A short-staffed Emerson City Council voted 2-0 to approve a vendor’s application to sell alcoholic beverages within LakePoint Sporting Community at Monday evening’s public meeting.
“The application is for a pouring license for malt beverages at the baseball facility,” said Emerson City Manager Kevin McBurnett. “If you will recall, one of the amendments that the council made to that alcohol ordinance allowed for a pouring license at LakePoint … the application and investigation ticket was reviewed by the chief of police, and he has made a favorable recommendation.”
With council members Gerald Earwood and Vincent Wiley absent, councilmen Donnie Bagwell and Ed Brush gave their approval for Top Shelf Concessions, Inc. to serve alcohol — at a limited capacity — in and around LakePoint’s baseball and soccer facilities.
“When I initially applied for the license, I was told that the 124 LakePoint Parkway address that had been designated for that area encompassed the soccer complex as well,” said applicant Tony Black. “It won’t involve the beach volleyball [area] or any of that, but the soccer complex was going to be included.”
However, as McBurnett noted, the approval does come with a major caveat. He read a letter from Emerson Chief of Police Kyle Teems, outlining certain suggested provisions pertaining to public safety.
“I would further recommend since this is a family-oriented facility which consists of a majority of children participating in the events, that in the best interest and welfare of the children and families in attendance, that one of the stipulations be that any time there are alcohol sales permitted, it is required a minimum of one Emerson Police Officer or officer designated by the chief of police be hired by Top Shelf Concessions to work security,” Teems wrote.
McBurnett told council members that the City’s alcohol ordinance does not specifically require Teems’ recommendation, however.
“On our ordinance, it’s very strict to where we can and cannot sell alcohol or pour alcohol in the City, and when you go through it, if you get to a facility that is going to have entertainment — and entertainment is described as ‘music and/or dancing’ — then the chief of police has the right to dictate how many officers they are required to have at any given time when they’re doing that,” he said.
To the best of his knowledge, McBurnett said the alcohol ordinance does not stipulate the same for the City’s sports complexes.
“If the council so desires to approve this ordinance, they can just approve it and issue the license or you have the right — since this is a privileged license and not a right — to add on a stipulation as the chief requested,” he said.
Reflecting on the national headlines-grabbing brawl at LakePoint’s Champions Center last summer at the inaugural Battle for Georgia basketball tournament, Bagwell said he did have some concerns about the pouring license.
“The thing that keeps going through my mind is what would happen last year if alcohol had been involved in the event that took place at the gymnasium,” he said. “I’ve been to tournaments down there where that event easily could have taken place between parents and coaches.”
McBurnett said that, under the pouring license, Top Shelf Concessions would not be allowed to sell alcohol at the indoor pavilion or Terminus Wakepark — at least, for the time being.
“Speaking with representatives of LakePoint on behalf of Top Shelf, Top Shelf would be looking to get a catering permit to do it at either one of those two facilities,” McBurnett said, “and if they see that the desire is there and it’s profitable for business, then they would look at making a permanent establishment at those and then getting an alcohol application at those facilities as well.”

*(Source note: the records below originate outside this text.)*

PR #282, opened 2026-05-27
fix: MiniMax-M2.7 FP8 MoE compatibility on H100 (SM90)

qywu:
## Summary

Fixes several kernel-level incompatibilities that prevented MiniMax-M2.7 (FP8 block-quant, TP4) from running on H100 (SM90) with the triton FP8 MoE backend. Discovered and diagnosed via head-to-head benchmarking against tgl.

- **FP8 activation quantization crashes for M ≤ 32**: Both the TRT-LLM `fp8_quantize_1x128` kernel and the Triton `_per_token_group_quant_8bit` fallback fire async CUDA errors/illegal memory accesses for small decode/extend batches on SM90. Fixed with a pure-PyTorch path for M ≤ 32 (no performance impact since decode is memory-BW-bound).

Ultimately, the council voted unanimously to approve the pouring license, with Chief Teems’ caveat included.
“If the applicant felt that the chief of police was stepping outside his bounds,” McBurnett added, “he could then request a hearing before you to have that modified.”
Black said Top Shelf Concessions intends on selling alcoholic beverages from 12:30 to 7 p.m.
“I’ve spoken to a few of the parents that I know personally who have teams that come out here and play, and we’ve tossed the idea out to them to see how they would respond,” he said. “It’s been all favorable, and they actually point out that some of the other facilities that they do tournaments at, whether it’s in Florida or around here in Georgia, they have alcohol sales there.”
Black said he expects alcohol sales at the complex to prove quite lucrative.
“We feel like this is going to be a good opportunity for us to grow our business, but also add a new environment and new item that we can present to the customers,” he said. “When people drink, they like to eat, too, so we hope it raises our food sales, as well.”